上記実施形態では、ホストから要求されたアクセス先を示す論理ブロックアドレス(論理アドレス)LBAが属する論理ボリューム内の論理エクステントに割り当てられたIPアドレス(論理エクステントIPアドレス)LEIPが、前記(1)式に従う演算によって求められる(特定される)。
本変形例の特徴は、このような演算を行うことなく、論理ブロックアドレスLBAが属する論理ボリューム内の論理エクステントに割り当てられた論理エクステントIPアドレスLEIPを求める点にある。そのため、本変形例では、図1に示すストレージクラスタ内の各ノード10-i(i=1,2,3)に、図24に示す構造の論理エクステント管理テーブル(LEMT:Logical Extent Management Table)118-iが設けられる。
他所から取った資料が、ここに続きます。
PR #112, opened 2026-02-11
add plugin_args support to plugin_manager

shaosu-nvidia:


src/core/plugin_manager/cpp/plugin.cpp
```diff
@@ -128,6 +134,13 @@ void Plugin::start_process(const std::string& command, const std::string& workin
             args_str.push_back("--plugin-root-id=" + plugin_root_id);
         }
 
+        // Append any plugin arguments (e.g. --device-path=..., --device-mxid=...)
```
jiwenc-nv: is there any particular format a user need to follow for the argument lists? 

or it's just `argv[]` passing to the plugin binary?

if I read this correctly, it's the later?

src/core/teleop_session_manager/README.md
```diff
@@ -73,7 +73,8 @@ PluginConfig(
     plugin_name="controller_synthetic_hands",
     plugin_root_id="synthetic_hands",
     search_paths=[Path("/path/to/plugins")],
-    enabled=True
+    enabled=True,
+    plugin_args=[],
```
jiwenc-nv: Similar to my last question: can you please document how users can use the `plugin_args`?

src/core/plugin_manager/cpp/plugin.cpp
jiwenc-nv: also, what if users accidentally specify `--plugin-root-id=test`? That will conflict with the "plugin root ID argument" set above?

shaosu-nvidia: that's a good catch about `--plugin-root-id`. I should add some format check probably.

but it is used with manager.start(plugin_name, plugin_root_id, ["--arg1=val1", "--arg2=val2"]).

shaosu-nvidia: Let me know if this looks good.

src/core/plugin_manager/cpp/plugin.cpp
```diff
@@ -125,7 +132,14 @@ void Plugin::start_process(const std::string& command, const std::string& workin
...
         if (!plugin_root_id.empty())
         {
-            args_str.push_back("--plugin-root-id=" + plugin_root_id);
+            args_str.push_back(plugin_root_id_prefix + plugin_root_id);
+        }
+
+        // Append any plugin arguments (skip --plugin-root-id= so plugin_root_id parameter cannot be overridden)
+        for (const auto& arg : plugin_args)
+        {
+            if (!arg.empty() && !arg.starts_with(plugin_root_id_prefix))
```
jiwenc-nv: instead of hard code `plugin_root_id_prefix` here, why don't we just check whether `arg` is already in the `args_str`.

`args_str.find(arg) == args_str.end()`?

So that it will work in the future in case we add more args in the framework.

We can log an error as well.

jiwenc-nv: feel free to land the PR after you make the change. no need to go another round.

PR #113, opened 2026-02-11
Fixes quat ordering w.r.t. retargeting

rwiltz:


src/core/schema/fbs/pose.fbs
```diff
@@ -8,6 +8,6 @@ struct Pose {
   // Position of the pose (x, y, z) in meters.
   position: Point (id: 0);
 
-  // Orientation of the pose (w, x, y, z).
+  // Orientation of the pose (x, y, z, w).
```
jiwenc-nv, line 11: no need to block this PR, but wondering how we can better enforce the order there.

LEMT118-iの各エントリは、論理ボリュームを構成する論理エクステントの論理ブロックアドレスLBA(論理アドレス)の範囲(論理ブロックアドレス範囲:Logical Block Address Range)LBARANGEと当該論理エクステントに割り当てられる論理エクステントIPアドレス(Logical Extent IP-Address)LEIPの各項目を有する。IOマネージャ112-iはLEMT118-iから、アクセス要求で指定される論理ブロックアドレスLBAを含む論理ブロックアドレス範囲LBARANGEが設定されているエントリを検索することにより、当該論理ブロックアドレス範囲LBARANGEと対をなす論理エクステントIPアドレスLEIPを取得(特定)する。ここで、LVMT115-iの各エントリに、論理エクステントサイズ(LESIZE)に代えて、論理ボリュームを構成する論理エクステントの数を持たせると良い。
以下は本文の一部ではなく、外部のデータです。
PR #117, opened 2026-02-12
Add transform utilities, TransformMatrix type, and .transformed() methods

nvddr:
Add a utilities module with reusable transform nodes and math:
- TransformMatrix tensor type for 4x4 homogeneous transforms
- ControllerTransform, HandTransform, HeadTransform retargeter nodes
- Shared transform_utils with position/orientation math (pure numpy)

Each DeviceIO source node gains a .transformed() convenience method that wires up the appropriate transform node, allowing callers to apply a coordinate-frame transform to tracked data inline.

### DIFF
--- a/src/core/retargeting_engine/python/utilities/hand_transform.py
+++ b/src/core/retargeting_engine/python/utilities/hand_transform.py
@@ -1,0 +1,128 @@
+# SPDX-FileCopyrightText: Copyright (c) 2025 NVIDIA CORPORATION & AFFILIATES. All rights reserved.
+# SPDX-License-Identifier: Apache-2.0
+
+"""
+Hand Transform Node - Applies a 4x4 transform to hand tracking data.
+
+Transforms all hand joint positions and orientations using a homogeneous
+transformation matrix while preserving joint radii, validity, active state,
+and timestamp fields.
+
+The transform matrix is received as a tensor input from the graph, typically
+provided by a TransformSource node.
+
+Note: All 26 joint positions and orientations are transformed (not just the
+wrist) since all joints share the same coordinate frame. Transforming only
+the wrist while leaving other joints untransformed would break the hand skeleton.
+"""
+
+import copy
+
+import numpy as np
+
+from ..interface.base_retargeter import BaseRetargeter
+from ..interface.retargeter_core_types import RetargeterIO, RetargeterIOType
+from ..interface.tensor_group import TensorGroup
+from ..tensor_types import HandInput, HandInputIndex, TransformMatrix
+from .transform_utils import (
+    decompose_transform,
+    transform_positions_batch,
+    transform_orientations_batch,
+)
+
+
+# Index of the matrix field within the TransformMatrix TensorGroupType
+_MATRIX_INDEX = 0
+
+
+class HandTransform(BaseRetargeter):
+    """
+    Applies a 4x4 homogeneous transform to hand tracking data.
+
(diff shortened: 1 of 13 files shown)


src/core/retargeting_engine/python/utilities/hand_transform.py
```diff
@@ -0,0 +1,137 @@
...
+        }
+
+    def output_spec(self) -> RetargeterIOType:
+        """Declare transformed hand output specs for left and right."""
+        return {
+            self.LEFT: HandInput(),
+            self.RIGHT: HandInput(),
+        }
+
+    def compute(self, inputs: RetargeterIO, outputs: RetargeterIO) -> None:
```
jiwenc-nv, line 96: Wondering whether we can reduce some boilerplate code here.

I can't think this through immediately. But intuitively, all the transforms we are dealing with is 4x4 matrix, then maybe we can just have one 

`SpatialTransform` node that takes in a 4x4xN tensor, where N is number of joints, then for the "Pass through unchanged fields", they probably don't need to be passed into the retargeter here?

src/core/retargeting_engine/python/utilities/hand_transform.py
```diff
@@ -0,0 +1,137 @@
...
+            positions, rotation, translation
+        )
+
+        # Transform all joint orientations (26, 4)
+        orientations = np.from_dlpack(inp[HandInputIndex.JOINT_ORIENTATIONS])
+        out[HandInputIndex.JOINT_ORIENTATIONS] = transform_orientations_batch(
+            orientations, rotation
+        )
+
+        # Pass through unchanged fields
```
jiwenc-nv: is there a way we can do:
```
# duplicate the object
out = in.duplicate()

# update specific fields that need update
out[HandInputIndex.JOINT_POSITIONS] = ...
out[HandInputIndex.JOINT_ORIENTATIONS] = ...
```

This way we don't need to explicitly list all the fields and risking missing something.

src/core/retargeting_engine/python/utilities/hand_transform.py
jiwenc-nv: Feel free to land this as-is.  We can figure out reducing boilerplate code in the future

src/core/retargeting_engine/python/utilities/hand_transform.py
nvddr: Out is already a pre-alocated tensor, what you are suggesting is an extra copy... I think this just points to requiring a robust unit test that checks for all fields for an identity transform.

jiwenc-nv: where does the "pre-alocated tensor" happen? Is there a way to do a "copy ctor" style allocation?

nvddr: I think it makes sense for controller though.

nvddr: Done, I think it's cleaner.

src/core/retargeting_engine/python/utilities/hand_transform.py
nvddr: Sounds good. Added tests to the code, so if we change, we can use the same tests to validate behavior.

src/core/retargeting_engine/python/utilities/hand_transform.py
jiwenc-nv: thanks!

本変形例によれば、上記実施形態と異なって、論理ボリュームを構成する複数の論理エクステントのサイズが一定でなくても(つまり論理エクステント毎にサイズが異なっていても)、また論理ボリュームを構成する複数の論理エクステントの配置順に、連続する論理エクステントIPアドレス(ホストアドレス)が割り当てられなくても、論理ブロックアドレスLBAが属する論理ボリューム内の論理エクステントに割り当てられた論理エクステントIPアドレスLEIPを、LEMT118-iから速やかに取得することができる。但し、LEMT118-iのエントリ数は、論理ボリュームを構成する論理エクステントの数に比例する。
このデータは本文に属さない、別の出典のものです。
PR #115, opened 2026-02-11
Move [tool.uv] config to CMake install step

nvddr:
The source pyproject.toml files now stay tool-agnostic. The [tool.uv] block (find-links, python-preference, environments) is appended only to the installed copy by CMake at configure time. This keeps the source files clean and avoids duplicating uv-specific settings across examples.

PR #121, opened 2026-02-12
Add ROS2 RA

life1ess:


CMakeLists.txt
```diff
@@ -115,8 +115,8 @@ if(BUILD_EXAMPLES)
     add_subdirectory(examples/oxr)
     add_subdirectory(examples/retargeting)
     add_subdirectory(examples/teleop_session_manager)
+    add_subdirectory(examples/teleop_ros2)
     add_subdirectory(examples/schemaio)
-    add_subdirectory(examples/native_openxr)
```
jiwenc-nv, line 120: looks like a rebase hiccup

examples/teleop_ros2/README.md
```diff
@@ -0,0 +1,63 @@
...
+SPDX-FileCopyrightText: Copyright (c) 2025 NVIDIA CORPORATION & AFFILIATES. All rights reserved.
+SPDX-License-Identifier: Apache-2.0
+-->
+
+# Teleop ROS2 Reference (Python)
+
+Reference ROS2 bridge for Isaac Teleop data. It publishes the same topic set as
+`xr_teleop_ros2` using standard ROS2 message types.
+
+## Published Topics
```
jiwenc-nv, line 18: is there a way to run some robot backend so that mujoco can be executed as well? then we can have something end to end testable.

life1ess: Once we have integration done on the Gear (Sonic) side, we can use it for testing

CMakeLists.txt
nv-mhaselton: thanks, fixed

examples/teleop_ros2/python/teleop_ros2_bridge.py
```diff
@@ -0,0 +1,265 @@
...
+            )
+        )
+
+    config = TeleopSessionConfig(
+        app_name="TeleopRos2Reference",
+        pipeline=pipeline,
+        plugins=plugins,
+    )
+
+    rate = node.create_rate(args.rate_hz)
```
kajananchinniahNV: Nit: we should consider putting it in a class and using a timer callback 

Some potentially useful reading:
- https://docs.ros.org/en/jazzy/How-To-Guides/Using-callback-groups.html
- https://docs.ros.org/en/jazzy/Tutorials/Beginner-Client-Libraries/Writing-A-Simple-Py-Publisher-And-Subscriber.html#write-the-publisher-node

examples/teleop_ros2/python/teleop_ros2_bridge.py
```diff
@@ -0,0 +1,265 @@
...
+
+def main() -> int:
+    parser = argparse.ArgumentParser(description="Teleop ROS2 reference bridge")
+    parser.add_argument("--hand-topic", default="xr_teleop/hand")
+    parser.add_argument("--twist-topic", default="xr_teleop/root_twist")
+    parser.add_argument("--pose-topic", default="xr_teleop/root_pose")
+    parser.add_argument("--controller-topic", default="xr_teleop/controller_data")
+    parser.add_argument("--frame-id", default="world")
+    parser.add_argument("--rate-hz", type=float, default=60.0)
+    parser.add_argument("--use-mock-operators", action="store_true")
```
kajananchinniahNV: Once we're ready to finalize this better, it might to declare these as parameters.

Some useful examples / reading:
- https://github.com/NVIDIA-ISAAC-ROS/isaac_ros_cumotion/blob/main/isaac_ros_cumotion/isaac_ros_cumotion/cumotion_planner.py#L70
- https://docs.ros.org/en/jazzy/Tutorials/Beginner-Client-Libraries/Using-Parameters-In-A-Class-Python.html

examples/teleop_ros2/python/teleop_ros2_publisher.py
```diff
@@ -0,0 +1,265 @@
...
+    parser.add_argument("--use-mock-operators", action="store_true")
+    args = parser.parse_args()
+
+    rclpy.init()
+    node = Node("teleop_ros2_reference")
+
+    pub_hand = node.create_publisher(PoseArray, args.hand_topic, 10)
+    pub_twist = node.create_publisher(TwistStamped, args.twist_topic, 10)
+    pub_pose = node.create_publisher(PoseStamped, args.pose_topic, 10)
+    pub_controller = node.create_publisher(ByteMultiArray, args.controller_topic, 10)
```
kajananchinniahNV, line 181: I would recommend avoiding using a ByteMultiArray just because they're slightly harder to use for users

Some other possibilities are:
- We could publish each part as a separate topic (probably not ideal) 
- See if we can use ROS' joint states topic: https://docs.ros2.org/foxy/api/sensor_msgs/msg/JointState.html and split the parts where we can't use it into separate messages (we can discuss what makes the most sense)
- Use Isaac ROS' TensorList msg type: https://github.com/NVIDIA-ISAAC-ROS/isaac_ros_common/tree/main/isaac_ros_tensor_list_interfaces/msg
- Create our own msg type (probably not ideal)


I personally would prefer option 2 and 3

examples/teleop_ros2/python/teleop_ros2_publisher.py
```diff
@@ -0,0 +1,265 @@
...
+        )
+
+    config = TeleopSessionConfig(
+        app_name="TeleopRos2Reference",
+        pipeline=pipeline,
+        plugins=plugins,
+    )
+
+    rate = node.create_rate(args.rate_hz)
+    with TeleopSession(config) as session:
```
kajananchinniahNV, line 226: Is the idea that TeleopSession handles receiving joint information, joystick information, etc?

examples/teleop_ros2/python/teleop_ros2_publisher.py
```diff
@@ -0,0 +1,312 @@
+#!/usr/bin/env python3
+# SPDX-FileCopyrightText: Copyright (c) 2025-2026 NVIDIA CORPORATION & AFFILIATES.
```
kajananchinniahNV, line 2: Also just curious are we planning on converting the stack into C++ or will we be sticking to Python?

examples/teleop_ros2/README.md
```diff
@@ -0,0 +1,76 @@
...
+
+- `xr_teleop/hand` (`geometry_msgs/PoseArray`)
+  - `poses[0]`: Right hand wrist pose (if active)
+  - `poses[1]`: Left hand wrist pose (if active)
+  - `poses[2+]`: Finger joint poses (all joints except palm/wrist, right then left)
+- `xr_teleop/root_twist` (`geometry_msgs/TwistStamped`)
+- `xr_teleop/root_pose` (`geometry_msgs/PoseStamped`)
+- `xr_teleop/controller_data` (`std_msgs/ByteMultiArray`, msgpack-encoded dictionary)
```
tifchen-nvda, line 26: Can we make sure we have head pose in controller data? Thanks

life1ess: Let's limit the scope of this PR and add head pose in a follow up PR. I added a task to the tracker to make sure we don't forget about it.

examples/teleop_ros2/python/teleop_ros2_publisher.py
life1ess: Currently Teleop Core is primarily in Python. In the future we may consider introducing a C++-only code path for performance reasons if needed

examples/teleop_ros2/python/teleop_ros2_publisher.py
life1ess: Yes, the session encapsulates Isaac Teleop state

examples/teleop_ros2/python/teleop_ros2_publisher.py
life1ess: Right now we're intentionally trying not to introduce dependencies on Isaac ROS to maintain compatibility with vanilla ROS2. For Option 2, what would be the type of those separate messages?

examples/teleop_ros2/python/teleop_ros2_publisher.py
kajananchinniahNV: Is there any way we can try making this more modular or ROS-like? 

Typically we expect joint states to be subscribed to and coming directly from the robot. ROS also provides a joystick msg (https://github.com/ros2/common_interfaces/blob/jazzy/sensor_msgs/msg/Joy.msg). 

Would this current structure limit the embodiments we can support is my big concern

examples/teleop_ros2/python/teleop_ros2_publisher.py
kajananchinniahNV: For Option 2:
- We could create our own msg and package it as part of this package
- We can split the controller msg into multiple smaller chunks. Button presses can use: https://github.com/ros2/common_interfaces/blob/jazzy/sensor_msgs/msg/Joy.msg, some of the ones based more on feedback can use: https://github.com/ros2/common_interfaces/blob/jazzy/sensor_msgs/msg/JoyFeedback.msg but I'm not sure how we'd want to handle the position / orientation msgs

Admittedly the second option might be a bit awkward because I think the joystick msgs doesn't fully encapsulate everything we'd want from a msg. I'll think about this more and think if there's a better for us to do this

examples/teleop_ros2/python/teleop_ros2_bridge.py
life1ess: Thanks for the feedback, will do it in a follow up PR

examples/teleop_ros2/python/teleop_ros2_bridge.py
life1ess: Thanks for the feedback, will do it in a follow up PR

examples/teleop_ros2/python/teleop_ros2_publisher.py
life1ess: Agree, let's go for the option 2.1 in a follow up PR

examples/teleop_ros2/README.md
```diff
@@ -0,0 +1,76 @@
+<!--
+SPDX-FileCopyrightText: Copyright (c) 2025 NVIDIA CORPORATION & AFFILIATES. All rights reserved.
+SPDX-License-Identifier: Apache-2.0
+-->
+
+# Teleop ROS2 Reference (Python)
```
jaiveersinghNV: Nit - "ROS 2" not "ROS2" in writing. `ros2` is fine in code

examples/teleop_ros2/python/teleop_ros2_publisher.py
life1ess: Isaac Teleop session exposes all signals that are available from the CloudXR runtime, that cannot be split into modules. The teleop publisher then splits them into different ROS2 topics that can be subscribed to independently. What modularity did you have in mind?

examples/teleop_ros2/README.md
jaiveersinghNV, line 26: Remind me, `controller_data` is an arbitrary per-HW-config list of bytes, right?

Of course, if there is any known structure to this data, we should prefer to represent it explicitly through additional fields

examples/teleop_ros2/README.md
```diff
@@ -0,0 +1,76 @@
...
+
+- `xr_teleop/hand` (`geometry_msgs/PoseArray`)
+  - `poses[0]`: Right hand wrist pose (if active)
+  - `poses[1]`: Left hand wrist pose (if active)
+  - `poses[2+]`: Finger joint poses (all joints except palm/wrist, right then left)
+- `xr_teleop/root_twist` (`geometry_msgs/TwistStamped`)
+- `xr_teleop/root_pose` (`geometry_msgs/PoseStamped`)
+- `xr_teleop/controller_data` (`std_msgs/ByteMultiArray`, msgpack-encoded dictionary)
+
+## Run in Docker (ROS2 Humble)
```
jaiveersinghNV: Do we have the capacity to also test using ROS 2 Jazzy? Isaac ROS 4.X uses Jazzy, and that's the platform we expect to eventually ship the Isaac ROS Teleop integration on. It would be nice to catch compatibility issues earlier rather than later - but nbd if we don't have resources for that now

life1ess: In theory we can look into supporting Jazzy in addition to Humble once we're done with Sonic integration

examples/teleop_ros2/README.md
life1ess: Done

examples/teleop_ros2/README.md
life1ess: controller_data is a msgpack-encoded dictionary, and the dictionary is HW-config specific

life1ess: per comment above, I'll replace it with a custom message in a follow up PR

src/core/python/requirements-retargeters.txt
```diff
@@ -2,3 +2,5 @@ dex-retargeting>=0.4.6,<0.6.0
 scipy>=1.15.0
 pyyaml>=6.0.3
 torch>=2.7.0
+# nlopt: no aarch64 wheel/sdist on PyPI for >=2.7; pin to last version with sdist
+nlopt==2.6.2
```
jiwenc-nv, line 6: nlopt by default is LGPL, which can be a problem? How were we dealing with this in the past?

https://github.com/stevengj/nlopt?tab=License-1-ov-file#readme

examples/teleop_ros2/python/pyproject.toml
```diff
@@ -0,0 +1,22 @@
...
+]
+
+[tool.uv]
+find-links = ["/opt/isaacteleop/install/wheels"]
+python-preference = "only-managed"
+
+# Build-time dependencies for packages that must compile from source on aarch64.
+# nlopt has no pre-built wheel for Linux ARM64; swig + numpy are needed to build it.
+[tool.uv.extra-build-dependencies]
+nlopt = ["numpy"]
```
jiwenc-nv: We are not discouraging listing the [tool.uv] blocks in the pytproject.toml files.  Instead, use `install_python_example` like other samples.

This way we can stay tool-agnostic. See: #115 for more details.

Also `find-links = ["/opt/isaacteleop/install/wheels"]` is Dockerfile specific, not very useful to hard code here. Again, `install_python_example` will use cmake to handle it automatically for you.

examples/teleop_ros2/python/pyproject.toml
```diff
@@ -0,0 +1,22 @@
+# SPDX-FileCopyrightText: Copyright (c) 2025 NVIDIA CORPORATION & AFFILIATES. All rights reserved.
```
jiwenc-nv: nit: 2026

examples/teleop_ros2/Dockerfile
```diff
@@ -0,0 +1,89 @@
...
+RUN pip3 install --no-cache-dir uv
+
+WORKDIR /opt/isaacteleop
+COPY . /opt/isaacteleop
+
+RUN uv python install 3.10 --quiet \
+    && uv python find 3.10
+
+RUN --mount=type=cache,target=/opt/isaacteleop/build,id=isaacteleop-teleop-ros2-build \
+    --mount=type=cache,target=/root/.hunter,id=isaacteleop-hunter \
```
jiwenc-nv: I think we don't need hunter here, as it's only used by the OakD plugin for data collection projects. We can disable that plugin for now.

Probably reasonable to add a CMAKE flag called `BUILD_PLUGIN_OAK_CAMERA`, so that `BUILD_PLUGINS` and `BUILD_PLUGIN_OAK_CAMERA` both needs to be true for OakD to be built.

Just a suggestion and I don't have strong opinions. Feel free to take it or leave it.

@shaosu-nvidia WDYT?

examples/teleop_ros2/python/pyproject.toml
```diff
@@ -0,0 +1,22 @@
...
+# SPDX-License-Identifier: Apache-2.0
+
+[project]
+name = "teleop-ros2-example"
+version = "0.1.0"
+description = "Isaac Teleop ROS2 Example"
+requires-python = ">=3.10,<3.13"
```
jiwenc-nv: given the Dockerfile hard coded to 3.10, we should lock it to 3.10 here as well.

examples/teleop_ros2/python/pyproject.toml
jiwenc-nv: @nvddr to keep me honest.

examples/teleop_ros2/CMakeLists.txt
```diff
@@ -0,0 +1,21 @@
+# SPDX-FileCopyrightText: Copyright (c) 2026 NVIDIA CORPORATION & AFFILIATES. All rights reserved.
+# SPDX-License-Identifier: Apache-2.0
+
+cmake_minimum_required(VERSION 3.20)
+project(teleop_ros2_examples)
+
+# Python examples don't need CMake - they use uv
```
jiwenc-nv: please use the new `install_python_example` instead.

examples/teleop_ros2/Dockerfile
```diff
@@ -0,0 +1,89 @@
...
+exec "$@"
+EOF
+
+# Set BASH_ENV so non-interactive bash shells automatically source the environment setup.
+ENV BASH_ENV=/usr/local/bin/teleop-env-setup
+
+# Ensure interactive bash shells source the environment setup.
+RUN echo "source /usr/local/bin/teleop-env-setup" >> /etc/bash.bashrc
+
+WORKDIR /opt/isaacteleop/examples/teleop_ros2/python
```
jiwenc-nv: with `install_python_example` mentioned above, we can just do:

```
WORKDIR /opt/isaacteleop/install/examples/teleop_ros2/python
ENTRYPOINT ["/usr/local/bin/teleop-entrypoint", "uv", "run", "teleop_ros2_publisher.py"]
```

no need to run `uv sync` explicitly.

examples/teleop_ros2/Dockerfile
```diff
@@ -0,0 +1,89 @@
...
+    libxrender-dev \
+    libxfixes-dev \
+    libxxf86vm-dev \
+    swig \
+    && rm -rf /var/lib/apt/lists/*
+
+RUN pip3 install --no-cache-dir uv
+
+WORKDIR /opt/isaacteleop
+COPY . /opt/isaacteleop
```
jiwenc-nv, line 53: I think we can get away with copy the `install` folder. it should have everything we need. this way, the container will be smaller if we ever want to distribute the container image.

src/core/python/requirements-retargeters.txt
life1ess: This doesn't introduce any new dependencies, only pins existing dependency to 2.6.2. On a side note, LGPL is very permissive - it allows linking with proprietary applications without requiring the application's source code to be released

examples/teleop_ros2/python/pyproject.toml
life1ess: Done

examples/teleop_ros2/python/pyproject.toml
life1ess: Done

examples/teleop_ros2/Dockerfile
life1ess: Done

examples/teleop_ros2/python/pyproject.toml
life1ess: Done

examples/teleop_ros2/CMakeLists.txt
life1ess: Done

examples/teleop_ros2/Dockerfile
life1ess: Done

examples/teleop_ros2/Dockerfile
life1ess: Done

なお、本発明は、上記実施形態またはその変形例そのままに限定されるものではなく、実施段階ではその要旨を逸脱しない範囲で構成要素を変形して具体化できる。また、上記実施形態またはその変形例に開示されている複数の構成要素の適宜な組み合せにより種々の発明を形成できる。例えば、実施形態またはその変形例に示される全構成要素から幾つかの構成要素を削除してもよい。
10-1〜10-3…ノード(ストレージ装置)、11-1〜11-3…コントローラ部、12-1〜12-3…ストレージ部、30…構成管理部、40…ネットワーク、111-1〜111-3…ターゲットインタフェイス、112-1〜112-3…IOマネージャ、113-1〜113-3…TCP/IPモジュール(アドレス解決プロトコルモジュール)、114-1〜114-3…イーサネットコントローラ、115-1〜115-3,115-i…論理ボリューム管理テーブル(LVMT)、116-1〜116-3,116-i…イーサネットインタフェイス管理テーブル(EIMT)、117-1〜117-3…アドレス解決プロトコル(ARP)テーブル、118-i…論理エクステント管理テーブル(LEMT)、121-1〜121-3…IOドライバ、122-1〜122-3,122-i…論理エクステント−物理エクステントマッピングテーブル(LPMT、IPアドレステーブル)、123-1〜123-3…ディスク。